In her life, this stoic little dog had endured serious physical maladies followed by four surgeries and four recuperations, without a single whimper or protest of any kind. If she cried out in pain and fear, her cry would shred my heart, and Gerda’s. But it was not Gerda or me about whom I was concerned. I didn’t want this brave dog, this creature of such fortitude and fine heart, to hear her own cry as the last sound she knew of this Earth. In her final moments, I meant to help her be what she had been during her entire life: an embodiment of quiet courage, unbowed by suffering.
Little more than half an hour later, at two o’clock Saturday afternoon, Bruce returned, carrying his medical kit. With him was a vet technician: David, who had advised me not to drive recklessly on my way to the specialty hospital eight days earlier, and who had said, “God is with her.”
In my view, in the case of a human being, a natural death is death with dignity. Animals are innocents, however, and we serve as stewards of them, with the obligation to treat them with mercy.

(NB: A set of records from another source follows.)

PR #2289, opened 2026-05-18
Clarify generic type parameter ordering

### LINKED ISSUE #2059: Spec: More precision on type parameter order
The spec currently isn't very precise on the order in which type parameters appear in a class. (Given a class C that is generic over type parameters T1 and T2, does `C[int, str]` mean that T1 is bound to int or that T2 is bound to int?)

I think the rule should be:

- If PEP 695 syntax is used, the order is the order in which the type parameters appear in the type parameter list.
- If the class has `Generic[...]` as a syntactic base, the order is the order of the type arguments to `Generic`.
- If the class has `Protocol[...]` as a syntactic base, the order is the order of the type arguments to `Protocol`. This applies only if Protocol is subscripted, not if the class inherits from bare `Protocol`.
- Otherwise, the order is the order in which the type parameters appear syntactically in the base class list.

As far as I know, this is how all type checkers currently behave, but we just found out it's not how the runtime behaves when Protocol is involved: https://github.com/python/cpython/issues/137191#issuecomment-3132748382.

In these examples, all classes are generic over two parameters T1 and T2, and in all cases the type parameter order is T1, T2:

```python
from typing import Generic, Protocol, TypeVar

class C1[T1, T2]: ...  # order is T1, T2

T1 = TypeVar("T1")
T2 = TypeVar("T2")

class C2(C1[T2, T1], Generic[T1, T2]): ...  # order is T1, T2

class GenericProto[T1, T2](Protocol):  ...  # order is T1, T2

class Proto2(GenericProto[T2, T1], Protocol[T1, T2]): ...  # order is T1, T2

class Proto3(GenericProto[T1, T2], Protocol): ...  # order is T1, T2

class C3(C2[T1, T2]): ...  # order is T1, T2
```

We should change the spec to make this rule explicit. The only current rule appears to be in https://typing.python.org/en/latest/spec/generics.html#arbitrary-generic-types-as-base-classes "Type variables are applied to the defined class in the order in which they first appear in any generic base classes".

BHUVANSH855:
## Summary

Clarify how type parameter ordering is determined for generic classes.

This expands the existing wording in the generics spec to explicitly
cover:

* `Generic[...]` base classes
* parameterized `Protocol[...]` base classes
* Python 3.12 generic class syntax

The updated wording also clarifies that a bare `Protocol` base class
does not affect type parameter ordering.

Closes #2059

### DIFF
--- a/docs/spec/generics.rst
+++ b/docs/spec/generics.rst
@@ -505,6 +505,51 @@ That ``Child`` definition is equivalent to::
   class Child(Parent1[T1, T3], Parent2[T2, T3], Generic[T1, T3, T2]):
       ...
 
+When ``Generic[...]`` is present in the base class list, the order of
+type parameters is determined by the order of type arguments to
+``Generic``::
+
+  from typing import Generic, TypeVar
+
+  T1 = TypeVar('T1')
+  T2 = TypeVar('T2')
+
+  class Base(Generic[T1, T2]):
+      ...
+
+  class Child(Base[T2, T1], Generic[T1, T2]):
+      ...
+
+In this example, ``Child`` has type parameter order ``T1``, ``T2``.
+
+Similarly, when a parameterized ``Protocol[...]`` base class is present,
+the order of type parameters is determined by the order of type
+arguments to ``Protocol``. A bare ``Protocol`` base class does not
+affect type parameter ordering::
+
+  from typing import Protocol, TypeVar
+
+  T1 = TypeVar('T1')
+  T2 = TypeVar('T2')
+
+  class ProtoBase(Protocol[T1, T2]):
+      ...
+
+  class ProtoChild(ProtoBase[T2, T1], Protocol[T1, T2]):
+      ...
+
+  class BareProtoChild(ProtoBase[T1, T2], Protocol):
+      ...
+
+In both examples above, the type parameter order is ``T1``, ``T2``.
+
+For classes using the Python 3.12 generic class syntax, the type
+parameter order is determined by the order of parameters in the type
+parameter list::
+
+  class NewStyle[T1, T2]:
+      ...
+
 A type checker should report an error when the type variable order is
 inconsistent::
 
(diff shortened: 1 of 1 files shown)


JelleZijlstra:
@BHUVANSH855 please do not keep merging main into your branch unless there is an actual merge conflict.

docs/spec/generics.rst
```diff
@@ -505,6 +505,51 @@ That ``Child`` definition is equivalent to::
...
+  class ProtoBase(Protocol[T1, T2]):
+      ...
+
+  class ProtoChild(ProtoBase[T2, T1], Protocol[T1, T2]):
+      ...
+
+  class BareProtoChild(ProtoBase[T1, T2], Protocol):
+      ...
+
+In both examples above, the type parameter order is ``T1``, ``T2``.
```
JelleZijlstra: There are three examples.

docs/spec/generics.rst
```diff
@@ -505,6 +505,51 @@ That ``Child`` definition is equivalent to::
...
+
+For classes using the Python 3.12 generic class syntax, the type
```
JelleZijlstra: This should be first, before the legacy Generic[] syntax.

JelleZijlstra (changes requested):
I think we should add a section header "Type parameter ordering", starting at line 487 or so. Currently this is in a section "Arbitrary generic types as base classes", which isn't really apposite.

JelleZijlstra:
Also, is this already covered sufficiently in the conformance suite? What are the relevant tests that we have?

BHUVANSH855:
> Also, is this already covered sufficiently in the conformance suite? What are the relevant tests that we have?

Addressed the requested changes:

* added a dedicated “Type parameter ordering” section header
* reordered the section so the Python 3.12 generic class syntax appears first
* updated “both examples” to “all of the examples above”

There is already conformance coverage for `Protocol[...]` ordering in `conformance/tests/protocols_generic.py`. In particular, the `Proto1(Iterable[T_co], Protocol[S, T_co])` example together with the specialization checks verifies that type parameter ordering follows the `Protocol[...]` subscript order.

This PR expands the spec wording to make the broader ordering rules explicit, including `Generic[...]`, parameterized `Protocol[...]`, bare `Protocol`, and PEP 695 syntax.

So there on her favorite couch, on the covered terrace, where she could breathe in all the good rich smells of grass and trees and roses, we opened for her the unseen gate, so that she could walk again not on her now weak legs but on the still strong legs of her spirit, walk beyond that gate, an innocent into a realm of innocence, home forever. As her mom cradled Trixie’s body and told her she was an angel, I held her sweet face in my hands and stared into her beautiful eyes, and as always she returned my gaze forthrightly. I told her that she was the sweetest dog in the world, that her mom and I were so proud of her, that we loved her as desperately as anyone might love his own child, that she was a gift from God, and she fell asleep not forever but just for the moment between the death of her body and the awakening of her spirit in the radiance of grace where she belonged.